[SUPPLIED DATA — start]

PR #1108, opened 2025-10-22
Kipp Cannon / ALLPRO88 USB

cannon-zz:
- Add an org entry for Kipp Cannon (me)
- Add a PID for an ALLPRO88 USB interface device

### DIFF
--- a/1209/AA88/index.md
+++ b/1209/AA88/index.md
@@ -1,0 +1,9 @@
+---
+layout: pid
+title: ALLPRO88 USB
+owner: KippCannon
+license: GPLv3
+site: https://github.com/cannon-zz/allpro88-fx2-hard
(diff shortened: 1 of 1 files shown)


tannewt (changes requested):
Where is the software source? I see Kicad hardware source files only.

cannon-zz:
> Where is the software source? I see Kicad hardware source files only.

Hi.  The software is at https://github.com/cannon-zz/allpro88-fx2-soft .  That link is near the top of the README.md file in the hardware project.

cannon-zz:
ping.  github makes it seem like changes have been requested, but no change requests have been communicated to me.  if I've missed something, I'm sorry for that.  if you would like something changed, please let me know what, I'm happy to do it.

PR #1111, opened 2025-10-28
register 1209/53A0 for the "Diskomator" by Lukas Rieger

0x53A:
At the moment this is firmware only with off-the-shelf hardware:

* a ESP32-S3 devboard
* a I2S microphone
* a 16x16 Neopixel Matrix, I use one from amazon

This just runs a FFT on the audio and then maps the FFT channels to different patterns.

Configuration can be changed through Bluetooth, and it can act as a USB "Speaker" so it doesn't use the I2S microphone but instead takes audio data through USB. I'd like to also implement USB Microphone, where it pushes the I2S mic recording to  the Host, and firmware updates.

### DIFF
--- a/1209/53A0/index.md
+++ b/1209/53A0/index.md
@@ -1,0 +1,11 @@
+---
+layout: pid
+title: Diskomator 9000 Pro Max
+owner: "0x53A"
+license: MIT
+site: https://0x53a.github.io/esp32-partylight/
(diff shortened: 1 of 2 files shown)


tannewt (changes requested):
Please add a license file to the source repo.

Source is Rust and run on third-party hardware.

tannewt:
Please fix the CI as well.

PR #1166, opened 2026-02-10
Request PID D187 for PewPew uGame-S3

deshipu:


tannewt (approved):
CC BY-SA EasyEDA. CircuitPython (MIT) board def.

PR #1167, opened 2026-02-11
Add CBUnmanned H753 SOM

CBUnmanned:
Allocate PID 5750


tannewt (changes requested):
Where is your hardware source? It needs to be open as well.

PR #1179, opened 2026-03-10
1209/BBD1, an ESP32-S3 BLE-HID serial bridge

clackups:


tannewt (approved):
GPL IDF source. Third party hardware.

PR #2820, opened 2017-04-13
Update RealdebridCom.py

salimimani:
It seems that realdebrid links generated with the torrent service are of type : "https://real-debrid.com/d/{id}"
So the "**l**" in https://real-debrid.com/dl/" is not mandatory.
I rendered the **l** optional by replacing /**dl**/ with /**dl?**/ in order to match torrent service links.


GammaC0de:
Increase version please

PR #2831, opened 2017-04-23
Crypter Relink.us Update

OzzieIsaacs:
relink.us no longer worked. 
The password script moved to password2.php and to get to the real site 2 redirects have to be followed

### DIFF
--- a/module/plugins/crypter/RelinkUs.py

[SUPPLIED DATA — finish]

### INSTRUCTIONS FOR THE TASK
Copy every line from the records that holds the string "only".

### TASK ANSWER
Where is the software source? I see Kicad hardware source files only.
> Where is the software source? I see Kicad hardware source files only.
At the moment this is firmware only with off-the-shelf hardware:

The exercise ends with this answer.